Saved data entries
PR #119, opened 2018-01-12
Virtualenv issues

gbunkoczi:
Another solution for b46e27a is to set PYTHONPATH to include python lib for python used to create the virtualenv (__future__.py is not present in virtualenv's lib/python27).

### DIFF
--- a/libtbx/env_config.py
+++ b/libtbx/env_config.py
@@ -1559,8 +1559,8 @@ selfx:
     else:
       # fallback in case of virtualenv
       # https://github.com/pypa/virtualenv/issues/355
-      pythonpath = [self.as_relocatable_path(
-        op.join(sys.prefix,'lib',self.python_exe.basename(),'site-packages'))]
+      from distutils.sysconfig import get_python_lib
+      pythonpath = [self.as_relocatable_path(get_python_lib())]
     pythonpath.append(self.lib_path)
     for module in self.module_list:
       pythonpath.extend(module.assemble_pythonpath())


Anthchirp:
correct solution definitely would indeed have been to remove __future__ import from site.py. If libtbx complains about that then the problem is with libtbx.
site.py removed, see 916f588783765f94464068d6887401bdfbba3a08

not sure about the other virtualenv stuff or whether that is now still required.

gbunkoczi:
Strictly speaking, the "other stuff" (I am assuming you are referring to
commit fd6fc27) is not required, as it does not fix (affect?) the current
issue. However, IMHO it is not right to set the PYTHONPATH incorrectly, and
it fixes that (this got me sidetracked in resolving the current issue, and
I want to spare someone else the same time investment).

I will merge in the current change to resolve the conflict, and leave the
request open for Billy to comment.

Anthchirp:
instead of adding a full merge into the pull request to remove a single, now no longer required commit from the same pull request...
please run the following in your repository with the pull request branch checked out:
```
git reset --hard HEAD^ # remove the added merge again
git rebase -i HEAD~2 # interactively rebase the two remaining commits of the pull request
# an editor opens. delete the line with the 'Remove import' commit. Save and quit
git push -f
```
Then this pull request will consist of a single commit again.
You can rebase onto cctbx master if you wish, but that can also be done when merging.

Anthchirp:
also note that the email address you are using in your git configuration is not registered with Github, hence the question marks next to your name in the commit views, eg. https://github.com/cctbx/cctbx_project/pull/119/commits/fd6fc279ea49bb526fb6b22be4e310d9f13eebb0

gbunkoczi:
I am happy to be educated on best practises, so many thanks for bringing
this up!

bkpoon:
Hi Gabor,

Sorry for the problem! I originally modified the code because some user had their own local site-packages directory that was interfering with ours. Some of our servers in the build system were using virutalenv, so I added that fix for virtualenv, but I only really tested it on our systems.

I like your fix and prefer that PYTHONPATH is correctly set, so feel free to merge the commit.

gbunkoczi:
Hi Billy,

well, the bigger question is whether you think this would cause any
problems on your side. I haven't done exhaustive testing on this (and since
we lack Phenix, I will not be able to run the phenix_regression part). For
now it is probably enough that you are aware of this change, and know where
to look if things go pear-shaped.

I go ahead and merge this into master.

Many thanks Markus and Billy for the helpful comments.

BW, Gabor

Problem statement: Look above for the line that contains "# https://github.com/pypa/virtualenv/issues/355". Starting there, transcribe every line exactly until you have copied the line that contains "it fixes that".

Worked solution:
       # https://github.com/pypa/virtualenv/issues/355
-      pythonpath = [self.as_relocatable_path(
-        op.join(sys.prefix,'lib',self.python_exe.basename(),'site-packages'))]
+      from distutils.sysconfig import get_python_lib
+      pythonpath = [self.as_relocatable_path(get_python_lib())]
     pythonpath.append(self.lib_path)
     for module in self.module_list:
       pythonpath.extend(module.assemble_pythonpath())


Anthchirp:
correct solution definitely would indeed have been to remove __future__ import from site.py. If libtbx complains about that then the problem is with libtbx.
site.py removed, see 916f588783765f94464068d6887401bdfbba3a08

not sure about the other virtualenv stuff or whether that is now still required.

gbunkoczi:
Strictly speaking, the "other stuff" (I am assuming you are referring to
commit fd6fc27) is not required, as it does not fix (affect?) the current
issue. However, IMHO it is not right to set the PYTHONPATH incorrectly, and
it fixes that (this got me sidetracked in resolving the current issue, and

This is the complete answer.